(Dataset entries)
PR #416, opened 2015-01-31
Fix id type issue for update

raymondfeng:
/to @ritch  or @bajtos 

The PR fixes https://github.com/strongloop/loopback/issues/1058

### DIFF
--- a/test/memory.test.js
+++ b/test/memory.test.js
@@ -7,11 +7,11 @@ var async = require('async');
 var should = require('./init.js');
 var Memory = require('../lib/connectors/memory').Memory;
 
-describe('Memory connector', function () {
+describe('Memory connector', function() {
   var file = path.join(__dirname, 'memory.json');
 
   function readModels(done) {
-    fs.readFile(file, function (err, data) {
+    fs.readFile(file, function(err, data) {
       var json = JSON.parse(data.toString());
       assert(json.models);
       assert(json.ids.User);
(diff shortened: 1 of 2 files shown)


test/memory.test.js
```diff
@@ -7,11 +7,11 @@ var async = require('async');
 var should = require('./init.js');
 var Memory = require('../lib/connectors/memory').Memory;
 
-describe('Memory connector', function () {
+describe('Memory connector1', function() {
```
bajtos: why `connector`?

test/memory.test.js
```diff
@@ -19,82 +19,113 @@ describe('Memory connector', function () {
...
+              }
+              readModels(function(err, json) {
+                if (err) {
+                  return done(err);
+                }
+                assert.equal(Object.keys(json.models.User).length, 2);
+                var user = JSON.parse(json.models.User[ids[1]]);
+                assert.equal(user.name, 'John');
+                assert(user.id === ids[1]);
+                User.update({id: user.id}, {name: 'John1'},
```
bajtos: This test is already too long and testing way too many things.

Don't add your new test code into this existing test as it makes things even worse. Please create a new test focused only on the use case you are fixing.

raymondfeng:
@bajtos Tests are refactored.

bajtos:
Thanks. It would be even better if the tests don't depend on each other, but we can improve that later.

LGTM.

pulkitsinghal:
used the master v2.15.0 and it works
...
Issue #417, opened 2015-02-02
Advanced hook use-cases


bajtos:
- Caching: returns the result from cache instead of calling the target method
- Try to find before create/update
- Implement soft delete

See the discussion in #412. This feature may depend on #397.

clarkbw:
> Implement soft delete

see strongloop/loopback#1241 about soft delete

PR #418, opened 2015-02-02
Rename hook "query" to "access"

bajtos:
* * *
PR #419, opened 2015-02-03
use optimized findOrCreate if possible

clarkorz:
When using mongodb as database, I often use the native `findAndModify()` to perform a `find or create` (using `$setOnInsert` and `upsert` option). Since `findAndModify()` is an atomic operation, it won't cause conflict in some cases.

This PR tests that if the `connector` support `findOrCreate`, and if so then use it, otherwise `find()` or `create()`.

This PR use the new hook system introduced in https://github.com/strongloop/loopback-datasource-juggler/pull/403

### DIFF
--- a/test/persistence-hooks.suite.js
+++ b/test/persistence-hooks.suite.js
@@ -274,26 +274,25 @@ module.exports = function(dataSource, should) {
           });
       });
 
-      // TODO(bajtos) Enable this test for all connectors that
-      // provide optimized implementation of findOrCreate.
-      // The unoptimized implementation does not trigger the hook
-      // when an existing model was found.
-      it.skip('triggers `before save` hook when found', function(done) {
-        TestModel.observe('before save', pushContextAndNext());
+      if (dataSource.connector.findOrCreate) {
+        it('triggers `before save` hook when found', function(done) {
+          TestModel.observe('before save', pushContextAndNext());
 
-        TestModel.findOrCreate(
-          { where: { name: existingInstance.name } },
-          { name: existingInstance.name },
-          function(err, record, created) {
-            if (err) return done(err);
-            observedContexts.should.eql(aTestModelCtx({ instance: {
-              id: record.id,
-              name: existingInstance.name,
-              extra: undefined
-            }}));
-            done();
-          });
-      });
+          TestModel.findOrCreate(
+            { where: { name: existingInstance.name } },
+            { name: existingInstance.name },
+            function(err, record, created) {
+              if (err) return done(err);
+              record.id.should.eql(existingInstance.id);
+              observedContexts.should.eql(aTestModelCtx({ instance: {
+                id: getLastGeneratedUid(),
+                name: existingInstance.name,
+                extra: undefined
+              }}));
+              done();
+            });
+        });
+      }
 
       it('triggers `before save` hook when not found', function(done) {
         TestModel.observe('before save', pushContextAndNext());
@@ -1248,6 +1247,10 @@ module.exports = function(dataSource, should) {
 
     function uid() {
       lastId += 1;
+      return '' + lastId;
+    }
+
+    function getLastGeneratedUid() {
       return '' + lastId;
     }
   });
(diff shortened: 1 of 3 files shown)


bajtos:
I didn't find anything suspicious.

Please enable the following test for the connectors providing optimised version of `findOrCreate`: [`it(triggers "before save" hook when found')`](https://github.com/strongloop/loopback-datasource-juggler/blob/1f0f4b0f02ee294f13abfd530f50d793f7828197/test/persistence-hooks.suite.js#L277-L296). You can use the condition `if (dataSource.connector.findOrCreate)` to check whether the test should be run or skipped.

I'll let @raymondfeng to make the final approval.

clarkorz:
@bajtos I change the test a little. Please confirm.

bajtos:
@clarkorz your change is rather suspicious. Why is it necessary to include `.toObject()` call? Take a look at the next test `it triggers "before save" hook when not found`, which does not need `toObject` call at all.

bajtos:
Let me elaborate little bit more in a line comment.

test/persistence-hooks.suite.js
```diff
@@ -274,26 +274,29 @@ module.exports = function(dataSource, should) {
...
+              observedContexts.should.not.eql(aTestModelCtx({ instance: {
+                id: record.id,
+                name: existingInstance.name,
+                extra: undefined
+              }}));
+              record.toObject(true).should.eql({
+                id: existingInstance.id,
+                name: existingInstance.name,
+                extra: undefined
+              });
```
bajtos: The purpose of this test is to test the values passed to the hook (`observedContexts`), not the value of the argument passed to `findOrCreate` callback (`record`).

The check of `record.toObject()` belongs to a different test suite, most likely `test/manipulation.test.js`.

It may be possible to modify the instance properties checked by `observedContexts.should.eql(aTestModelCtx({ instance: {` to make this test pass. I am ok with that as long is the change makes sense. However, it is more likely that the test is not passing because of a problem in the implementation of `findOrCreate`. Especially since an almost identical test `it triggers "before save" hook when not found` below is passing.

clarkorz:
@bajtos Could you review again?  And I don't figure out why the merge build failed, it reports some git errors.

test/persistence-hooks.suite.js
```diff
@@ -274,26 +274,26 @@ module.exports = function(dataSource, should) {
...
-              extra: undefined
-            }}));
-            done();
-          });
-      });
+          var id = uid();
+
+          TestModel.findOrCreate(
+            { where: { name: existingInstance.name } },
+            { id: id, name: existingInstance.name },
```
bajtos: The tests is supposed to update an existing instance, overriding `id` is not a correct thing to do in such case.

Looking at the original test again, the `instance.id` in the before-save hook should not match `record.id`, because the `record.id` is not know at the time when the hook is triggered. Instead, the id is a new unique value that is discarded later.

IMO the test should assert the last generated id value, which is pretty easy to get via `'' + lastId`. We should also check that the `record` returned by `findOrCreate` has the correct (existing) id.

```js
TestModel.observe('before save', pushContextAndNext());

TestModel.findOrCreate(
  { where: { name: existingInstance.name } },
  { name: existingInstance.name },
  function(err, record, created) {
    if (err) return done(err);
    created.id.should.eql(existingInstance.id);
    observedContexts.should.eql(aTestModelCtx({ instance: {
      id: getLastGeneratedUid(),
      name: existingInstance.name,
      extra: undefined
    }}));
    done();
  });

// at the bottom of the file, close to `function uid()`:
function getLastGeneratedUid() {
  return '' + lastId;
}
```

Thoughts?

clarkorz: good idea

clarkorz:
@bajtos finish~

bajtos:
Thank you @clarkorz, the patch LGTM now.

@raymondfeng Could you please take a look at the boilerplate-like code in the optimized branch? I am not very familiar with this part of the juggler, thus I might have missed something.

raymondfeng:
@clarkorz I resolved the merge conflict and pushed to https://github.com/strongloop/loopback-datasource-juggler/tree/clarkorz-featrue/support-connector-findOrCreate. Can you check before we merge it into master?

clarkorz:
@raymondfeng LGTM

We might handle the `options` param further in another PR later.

• Task to carry out
Search the entries for "possible" and copy out each line that has it.

• Answer
use optimized findOrCreate if possible
It may be possible to modify the instance properties checked by `observedContexts.should.eql(aTestModelCtx({ instance: {` to make this test pass. I am ok with that as long is the change makes sense. However, it is more likely that the test is not passing because of a problem in the implementation of `findOrCreate`. Especially since an almost identical test `it triggers "before save" hook when not found` below is passing.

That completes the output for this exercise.